Measure Harmful Content Impact with Key Metrics
Company: Meta
Role: Data Scientist
Category: Analytics & Experimentation
Difficulty: medium
Interview Round: Technical Screen
##### Scenario
A social-media platform needs to quantify how serious harmful or inappropriate user-generated content is, and what its impact on users and the business actually is. As a data scientist, you are asked to design the measurement framework.
##### Question
How would you measure the severity and platform impact of harmful content?
1. Which specific metric(s) would you choose as the primary (north-star) measure, and why? Consider candidates such as **View Prevalence**, **Content Prevalence**, and **Reach Prevalence**, and how (if at all) you would incorporate **severity weighting**.

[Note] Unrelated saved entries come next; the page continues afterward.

PR #35, opened 2018-09-09
Corrected sign_controller type.

ASalvail:
Fixes the type of `sign_controller` to target only `StructureController`.


daboross:
:+1:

2. What complementary or supporting metrics would you track alongside the primary metric (e.g., user exposure / reach, exposure intensity in the tail, time-weighted exposure, enforcement quality)?
3. Discuss the pros and cons of relying on **View Prevalence alone**. What does it capture well, and what does it hide or get wrong?
4. How would you ensure the measurement is **unbiased and timely** (sampling, human labeling, classifier calibration, confidence intervals, segmentation)?
##### Hints
Tie metrics to user exposure and business risk; compare incidence-based (creator/supply-side) vs. view-weighted (exposure-side) rates; address severity buckets, breadth vs. depth of harm, denominator/window sensitivity, and measurement latency. Distinguish how many *items* are harmful, how many *views* are harmful, and how many *users* are touched.
Quick Answer: A Meta data scientist analytics-screen question on measuring the severity and platform impact of harmful content. It asks you to choose a primary metric (view, content, or reach prevalence, with severity weighting), pick complementary metrics, weigh the pros and cons of view prevalence alone, and design an unbiased, timely estimation approach.